In the given circuit, find the Thevenin resistance by turning off the voltage source $V_g$ (replace with a short circuit) and remove the load resistor $R_L$ and the modified circuit is shown in Figure 2.

In Figure 2, the Thevenin resistance is,

$\begin{array}{l}{R}_{\text{Th}}=\left(R_g+R_s\right)\left|\right|\left(R_p\right)\\ R_g=\frac{\left(R_g+R_s\right)\left(R_p\right)}{\left(R_g+R_s+R_p\right)}\left\{\because R_{\text{Th}}=R_g\right\}\\ R_p{R}_g+R_g{}^2+R_g{R}_s=R_p{R}_g+R_p{R}_s\\ R_p{R}_g+R_g{}^2+R_g{R}_s-R_p{R}_g=R_p{R}_s\end{array}$

Simplify the equation as follows,

$\begin{array}{l}{R}_g{}^2+R_g{R}_s=R_p{R}_s\\ R_p{R}_s=R_g\left(R_g+R_s\right)\end{array}$

$\frac{R_p{R}_s}{R_g}=R_g+R_s$        (3)

On comparing equation (2) and (3),

$R_p\left(\frac{1-\alpha }{\alpha }\right)=\frac{R_p{R}_s}{R_g}$

$R_s=R_g\left(\frac{1-\alpha }{\alpha }\right)$        (4)

Substitute 100 for $R_g$ and $0.125$ for $\alpha$ in equation (4) to find the value of resistance $R_s$ in ohms.
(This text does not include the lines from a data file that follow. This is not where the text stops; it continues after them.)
Issue #374, opened 2020-03-28
lab --version requires api authentication


nijel:
Invoking with simple args such as ``--version`` or ``--help`` should not require authentication to GitLab and should not query the remote server.

Without configuration:

```
lab --version
Enter GitLab host (default: https://gitlab.com): 
```

When hitting rate limiting on GitLab:

```
lab --version
2020/03/28 19:36:45 main.go:178: GET https://gitlab.com/api/v4/user: 429 failed to parse unknown error format
```

prarit:
Looks like this was resolved in #421

PR #421, opened 2020-09-08
main: skip config initialization for --version and --help

bmeneguele:
Resolves issue #374 by skipping config initialization for `--version` and `--help` options passed directly to `lab` command.

### DIFF
--- a/main.go
+++ b/main.go
@@ -33,6 +33,10 @@ func skipInit() bool {
 		return false
 	}
 	switch os.Args[1] {
+	case "--version", "version":
+		return true
+	case "--help", "help":
+		return true
 	case "completion":
 		return true
 	case "_carapace":


main.go
```diff
@@ -33,6 +33,10 @@ func skipInit() bool {
 		return false
 	}
 	switch os.Args[1] {
+	case "--version":
+		return true
+	case "--help":
```
zaquestion, line 38:
```suggestion
	case "--help", "help":
```
Probably worth adding the non-flag variant as well.

zaquestion (approved):

main.go
bmeneguele: Good point.
It seems that "version" also has a 'non-flag' variant as well. I just pushed a new version of the patch with both added.

prarit: Changes LGTM.

Issue #422, opened 2020-09-08
--no-markdown|-M flags with no action on parent command


bmeneguele:
--no-markdow,-M are described in the parent `lab mr` and `lab issue` commands, however it's only used in the `show` subcommand of these, which have their own implementation and description in place. With that, I think this flag should be removed from these parent commands to avoid confusion, like I had while trying to use it.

$\begin{array}{c}{R}_s=100\left(\frac{1-0.125}{0.125}\right)\left\{\because \alpha =\frac{V_o}{V_g}=0.125\right\}\\ =700\Omega \end{array}$

Substitute 100 for $R_g$, 700 for $R_s$, and $0.125$ for $\alpha$ in equation (2) to find the value of the resistance $R_p$ in ohms.
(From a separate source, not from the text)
Issue #376, opened 2020-04-06
StringSliceP vs. StringArrayP usage for flags


odise:
Hi,

I just came around an issue while adding notes to project issues like the one below:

$\begin{array}{l}{R}_p\left(\frac{1-0.125}{0.125}\right)=100+700\\ R_p\left(\frac{1-0.125}{0.125}\right)=800\\ R_p\left(7\right)=800\\ R_p=114.29\Omega \end{array}$

Conclusion:

Thus, the value of the resistance $R_s$ is $700\Omega$ and $R_p$ is $114.29\Omega$ in the given circuit.

To determine

Find the current through the load resistor $R_L$ when $V_g=12\text{V}$.

Answer to Problem 94CP

The current through the load resistor $R_L$ is $10\text{mA}$.

Explanation of Solution

Given data:

Refer to Figure 4.150 in the textbook.

The voltage $V_g=12\text{V}$.

The load resistor $R_L=50\Omega$.

The resistance,

$R_{\text{eq}}=R_{\text{Th}}=R_g=100\Omega$

The voltage,

$\frac{V_o}{V_g}=0.125$        (5)

Calculation:

The Thevenin equivalent is shown in Figure 3.

Rearrange the equation (5) as follows,

$V_o=0.125V_g$

Substitute 12 for $V_g$ to find the voltage $V_o$ in volts.

$\begin{array}{c}{V}_o=0.125\times 12\\ =1.5\text{V}\end{array}$

In Figure 3, the voltage $V_o$ is the Thevenin voltage. Therefore,

$V_{\text{Th}}=V_o=1.5\text{V}$

In Figure 3, the current through the load resistor $R_L$ is calculated by using Ohm’s law as follows.

$I=\frac{V_{\text{Th}}}{R_{\text{Th}}+R_L}$

Substitute 1.5 for $V_{\text{Th}}$, 50 for $R_L$, and 100 for $R_{\text{Th}}$ to find the current through the load resistor $R_L$ in amperes.

$\begin{array}{c}I=\frac{1.5}{100+50}\\ =0.01\times {10}^3\times {10}^{-3}\text{A}\\ =\text{10}\text{mA}\left\{\because 1\text{m}={10}^{-3}\right\}\end{array}$

Conclusion:

Thus, the current through the load resistor $R_L$ is $10\text{mA}$.